Begin with the first line of the entries below. Copy each line exactly, stopping after the one that contains "quay.io/crcont/squid is used".

Start of EXERCISE INPUT

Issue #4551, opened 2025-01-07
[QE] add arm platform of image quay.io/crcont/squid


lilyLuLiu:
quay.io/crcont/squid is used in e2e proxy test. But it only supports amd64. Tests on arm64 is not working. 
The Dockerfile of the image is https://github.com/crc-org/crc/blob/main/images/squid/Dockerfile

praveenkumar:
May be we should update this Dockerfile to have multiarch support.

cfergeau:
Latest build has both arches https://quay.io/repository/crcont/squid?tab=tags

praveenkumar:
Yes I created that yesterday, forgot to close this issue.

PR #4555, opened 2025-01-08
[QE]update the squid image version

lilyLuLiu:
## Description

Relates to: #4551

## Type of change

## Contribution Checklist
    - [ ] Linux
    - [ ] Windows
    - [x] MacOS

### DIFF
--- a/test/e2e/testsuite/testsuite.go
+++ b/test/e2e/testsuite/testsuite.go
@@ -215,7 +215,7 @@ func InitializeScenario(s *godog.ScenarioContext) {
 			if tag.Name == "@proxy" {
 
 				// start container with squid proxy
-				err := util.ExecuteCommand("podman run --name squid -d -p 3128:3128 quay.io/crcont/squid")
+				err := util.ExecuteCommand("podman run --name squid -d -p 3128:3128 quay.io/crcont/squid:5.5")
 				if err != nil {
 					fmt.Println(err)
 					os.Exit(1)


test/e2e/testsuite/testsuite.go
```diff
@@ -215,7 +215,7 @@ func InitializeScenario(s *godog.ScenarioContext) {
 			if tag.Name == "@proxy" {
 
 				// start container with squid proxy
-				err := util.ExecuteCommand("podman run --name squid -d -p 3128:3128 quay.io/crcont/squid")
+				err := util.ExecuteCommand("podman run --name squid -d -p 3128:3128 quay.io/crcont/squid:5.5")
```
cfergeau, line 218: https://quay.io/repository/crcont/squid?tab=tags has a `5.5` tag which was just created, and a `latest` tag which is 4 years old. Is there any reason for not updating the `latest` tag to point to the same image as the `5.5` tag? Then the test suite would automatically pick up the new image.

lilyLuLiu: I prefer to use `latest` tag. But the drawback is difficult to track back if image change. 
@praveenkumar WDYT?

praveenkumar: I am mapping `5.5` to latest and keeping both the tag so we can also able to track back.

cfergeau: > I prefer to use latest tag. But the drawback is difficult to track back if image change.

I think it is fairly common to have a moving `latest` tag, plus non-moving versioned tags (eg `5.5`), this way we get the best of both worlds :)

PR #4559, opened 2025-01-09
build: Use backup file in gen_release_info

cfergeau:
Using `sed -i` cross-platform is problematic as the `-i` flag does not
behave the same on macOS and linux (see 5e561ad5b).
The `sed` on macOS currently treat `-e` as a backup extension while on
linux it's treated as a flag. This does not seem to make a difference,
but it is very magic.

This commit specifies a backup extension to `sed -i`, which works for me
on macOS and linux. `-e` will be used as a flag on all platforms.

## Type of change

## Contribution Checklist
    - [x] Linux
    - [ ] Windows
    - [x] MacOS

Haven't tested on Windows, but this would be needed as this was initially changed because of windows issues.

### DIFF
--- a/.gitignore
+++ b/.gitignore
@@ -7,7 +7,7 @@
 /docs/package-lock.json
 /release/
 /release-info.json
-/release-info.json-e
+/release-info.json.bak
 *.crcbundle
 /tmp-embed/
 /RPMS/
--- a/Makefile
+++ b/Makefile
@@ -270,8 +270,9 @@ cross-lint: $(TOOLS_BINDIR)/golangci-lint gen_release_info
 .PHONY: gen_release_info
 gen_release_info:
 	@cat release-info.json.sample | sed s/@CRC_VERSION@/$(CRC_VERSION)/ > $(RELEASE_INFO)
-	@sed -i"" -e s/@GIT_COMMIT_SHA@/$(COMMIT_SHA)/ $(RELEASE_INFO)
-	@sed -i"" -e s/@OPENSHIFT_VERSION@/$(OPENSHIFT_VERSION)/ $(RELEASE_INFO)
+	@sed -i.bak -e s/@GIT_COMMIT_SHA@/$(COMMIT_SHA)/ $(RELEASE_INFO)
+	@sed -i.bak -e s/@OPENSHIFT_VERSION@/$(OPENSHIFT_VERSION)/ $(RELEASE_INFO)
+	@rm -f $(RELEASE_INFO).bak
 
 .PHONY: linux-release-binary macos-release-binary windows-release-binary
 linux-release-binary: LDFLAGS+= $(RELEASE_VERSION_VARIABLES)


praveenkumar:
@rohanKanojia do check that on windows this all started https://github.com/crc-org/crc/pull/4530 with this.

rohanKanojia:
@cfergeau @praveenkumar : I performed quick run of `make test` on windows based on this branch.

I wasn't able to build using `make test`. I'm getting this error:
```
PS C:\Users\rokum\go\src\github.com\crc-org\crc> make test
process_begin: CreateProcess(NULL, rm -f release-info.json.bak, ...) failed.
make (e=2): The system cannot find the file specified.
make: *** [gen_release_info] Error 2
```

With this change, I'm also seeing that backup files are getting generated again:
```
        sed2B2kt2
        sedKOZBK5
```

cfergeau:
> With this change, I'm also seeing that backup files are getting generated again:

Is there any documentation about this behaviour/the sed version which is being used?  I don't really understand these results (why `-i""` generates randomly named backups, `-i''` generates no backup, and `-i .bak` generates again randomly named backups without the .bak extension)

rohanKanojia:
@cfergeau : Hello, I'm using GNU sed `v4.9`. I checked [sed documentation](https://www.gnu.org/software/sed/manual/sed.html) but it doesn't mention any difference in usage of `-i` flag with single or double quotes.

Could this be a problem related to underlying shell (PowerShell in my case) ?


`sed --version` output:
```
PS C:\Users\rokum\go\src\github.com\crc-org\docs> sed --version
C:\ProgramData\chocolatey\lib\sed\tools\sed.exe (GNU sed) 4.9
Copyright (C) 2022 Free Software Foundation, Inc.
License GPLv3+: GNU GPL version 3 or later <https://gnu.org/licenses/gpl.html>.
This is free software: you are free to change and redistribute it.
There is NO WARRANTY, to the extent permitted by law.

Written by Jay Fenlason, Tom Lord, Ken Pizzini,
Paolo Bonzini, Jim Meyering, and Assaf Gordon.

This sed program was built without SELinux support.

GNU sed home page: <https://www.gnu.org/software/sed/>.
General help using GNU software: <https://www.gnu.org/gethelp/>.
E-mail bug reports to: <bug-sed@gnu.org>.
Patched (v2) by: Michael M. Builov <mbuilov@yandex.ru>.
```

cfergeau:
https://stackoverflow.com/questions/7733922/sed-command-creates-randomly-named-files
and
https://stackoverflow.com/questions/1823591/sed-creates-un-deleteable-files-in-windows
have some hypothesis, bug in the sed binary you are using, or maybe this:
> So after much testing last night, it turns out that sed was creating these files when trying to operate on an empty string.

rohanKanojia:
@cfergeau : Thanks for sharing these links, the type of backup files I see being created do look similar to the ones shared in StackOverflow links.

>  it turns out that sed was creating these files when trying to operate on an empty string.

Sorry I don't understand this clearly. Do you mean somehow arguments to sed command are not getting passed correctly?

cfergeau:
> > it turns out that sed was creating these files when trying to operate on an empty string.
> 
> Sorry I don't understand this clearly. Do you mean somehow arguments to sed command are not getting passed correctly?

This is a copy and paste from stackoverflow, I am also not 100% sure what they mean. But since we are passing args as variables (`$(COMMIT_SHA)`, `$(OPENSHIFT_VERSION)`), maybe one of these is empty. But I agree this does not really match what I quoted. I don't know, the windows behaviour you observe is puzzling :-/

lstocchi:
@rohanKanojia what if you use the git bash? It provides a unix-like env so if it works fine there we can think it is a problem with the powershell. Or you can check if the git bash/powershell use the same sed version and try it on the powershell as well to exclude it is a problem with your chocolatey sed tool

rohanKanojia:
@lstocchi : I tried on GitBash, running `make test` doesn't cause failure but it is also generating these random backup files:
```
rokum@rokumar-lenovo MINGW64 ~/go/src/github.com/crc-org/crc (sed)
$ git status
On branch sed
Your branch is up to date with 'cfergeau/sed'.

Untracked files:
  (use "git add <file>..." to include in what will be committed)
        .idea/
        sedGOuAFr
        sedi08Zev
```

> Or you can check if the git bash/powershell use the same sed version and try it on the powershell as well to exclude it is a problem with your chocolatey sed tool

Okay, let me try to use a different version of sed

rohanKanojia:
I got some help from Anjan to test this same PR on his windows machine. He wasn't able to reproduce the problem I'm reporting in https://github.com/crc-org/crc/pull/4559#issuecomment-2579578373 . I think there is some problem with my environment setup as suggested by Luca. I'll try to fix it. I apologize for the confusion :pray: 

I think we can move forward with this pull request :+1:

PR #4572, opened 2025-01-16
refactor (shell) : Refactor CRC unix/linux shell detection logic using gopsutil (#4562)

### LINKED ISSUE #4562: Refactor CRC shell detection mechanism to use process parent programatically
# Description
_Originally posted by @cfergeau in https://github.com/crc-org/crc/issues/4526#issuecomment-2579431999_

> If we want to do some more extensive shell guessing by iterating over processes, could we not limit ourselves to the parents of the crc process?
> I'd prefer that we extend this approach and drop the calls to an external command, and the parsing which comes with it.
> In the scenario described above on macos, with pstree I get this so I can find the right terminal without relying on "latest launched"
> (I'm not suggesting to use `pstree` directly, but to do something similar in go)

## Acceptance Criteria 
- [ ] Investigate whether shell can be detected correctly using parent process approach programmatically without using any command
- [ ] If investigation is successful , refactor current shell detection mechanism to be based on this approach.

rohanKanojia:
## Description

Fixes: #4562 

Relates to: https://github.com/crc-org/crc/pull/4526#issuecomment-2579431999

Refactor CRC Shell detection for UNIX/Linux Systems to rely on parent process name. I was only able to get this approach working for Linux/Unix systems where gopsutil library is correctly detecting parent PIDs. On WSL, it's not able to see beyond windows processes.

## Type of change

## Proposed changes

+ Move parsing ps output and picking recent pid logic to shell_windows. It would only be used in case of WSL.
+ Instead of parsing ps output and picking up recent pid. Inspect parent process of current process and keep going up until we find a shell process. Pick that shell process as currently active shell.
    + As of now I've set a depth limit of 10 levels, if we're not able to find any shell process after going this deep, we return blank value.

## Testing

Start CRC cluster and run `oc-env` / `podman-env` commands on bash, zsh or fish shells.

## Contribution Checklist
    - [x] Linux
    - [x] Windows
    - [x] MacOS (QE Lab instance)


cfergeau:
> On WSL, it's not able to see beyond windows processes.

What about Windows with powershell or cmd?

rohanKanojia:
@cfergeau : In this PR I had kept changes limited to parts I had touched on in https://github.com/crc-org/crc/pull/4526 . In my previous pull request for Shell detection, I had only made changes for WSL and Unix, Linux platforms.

End of EXERCISE INPUT

EXERCISE RESPONSE:
Issue #4551, opened 2025-01-07
[QE] add arm platform of image quay.io/crcont/squid


lilyLuLiu:
quay.io/crcont/squid is used in e2e proxy test. But it only supports amd64. Tests on arm64 is not working. 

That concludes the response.